Issue #565, opened 2025-01-27
Failure to derive typeclass for large sum types on Scala 3


ghostdogpr:
If you have a sealed trait with lots of subtypes (~1000 in my case, but the issue happens with much less), Magnolia runs into `max-inlines` issues or even triggers a compiler stack overflow.

This comes from the fact that the `subtypesFromMirror` [method](https://github.com/softwaremill/magnolia/blob/scala3/core/src/main/scala/magnolia1/impl.scala#L174) is not tail-recursive. It folds over the list of subtypes and increases the number of nested inline function calls and the stack depth proportionally to the number of subtypes.

See [this example in Caliban](https://github.com/ghostdogpr/caliban/blob/eb6575a31d9cb445077ec8138b4d277246dbcb5c/core/src/main/scala-3/caliban/schema/SchemaDerivation.scala#L42) on how it can be made tail-recursive. 

On top of that, `subtypesFromMirror` calls `.distinctBy(_.typeInfo).sortBy(_.typeInfo.full)` [on every iteration](https://github.com/softwaremill/magnolia/blob/f4945a2a41f2a68bcdf1a4b6dcaff24a2e225bd6/core/src/main/scala/magnolia1/impl.scala#L213), which is very inefficient with large list of subtypes. This should be moved at the end of the loop.

adamw:
Indeed :) Would you be able maybe to work on a fix?

ghostdogpr:
> Indeed :) Would you be able maybe to work on a fix?

Not right now, I'm in the middle of a large Scala 3 migration and I ended up not using Magnolia since I could do it [more simply](https://gist.github.com/ghostdogpr/6f2ca0939c67765a0657a255ed653765). But I thought I'd share my findings anyway, hopefully it's relatively simple!

adamw:
Sure thing, thanks :)

adamw:
Let's reopen if #573 doesn't solve the problem

PR #573, opened 2025-02-15
Fix failure to derive typeclass for large sum types on Scala 3

ex-ratt:
This should resolve issue #565 by making `subtypesFromMirror` tail-recursive. It doesn't use the `@tailrec` annotation however, just as the example code linked in the issue, because this isn't possible with inline methods. I hope that it does indeed fix the problem... I basically just followed the suggestions from the issue.


adamw:
Let's try :)

PR #169, opened 2020-11-30
Backup: restore without filename

m-schmoock:
- fix readme to restore to a filename not just a dir
- adds the option to restore to just a dir, in this case we assume `lightningd.sqlite3` as filename.
- fixes flake8 issues


cdecker:
ACK 256721f

PR #170, opened 2020-12-01
Deprecate/remove outdated sendinvoiceless plugin

cdecker:
Keysend is more secure, has a higher success-rate and doesn't require
both a a route to the destination and back.


gallizoltan (approved):
ACK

## WHAT THE EXERCISE ASKS
Each line of the entries where the string "recursive" occurs should be shown.

## SOLVED PROBLEM
This comes from the fact that the `subtypesFromMirror` [method](https://github.com/softwaremill/magnolia/blob/scala3/core/src/main/scala/magnolia1/impl.scala#L174) is not tail-recursive. It folds over the list of subtypes and increases the number of nested inline function calls and the stack depth proportionally to the number of subtypes.
See [this example in Caliban](https://github.com/ghostdogpr/caliban/blob/eb6575a31d9cb445077ec8138b4d277246dbcb5c/core/src/main/scala-3/caliban/schema/SchemaDerivation.scala#L42) on how it can be made tail-recursive. 
This should resolve issue #565 by making `subtypesFromMirror` tail-recursive. It doesn't use the `@tailrec` annotation however, just as the example code linked in the issue, because this isn't possible with inline methods. I hope that it does indeed fix the problem... I basically just followed the suggestions from the issue.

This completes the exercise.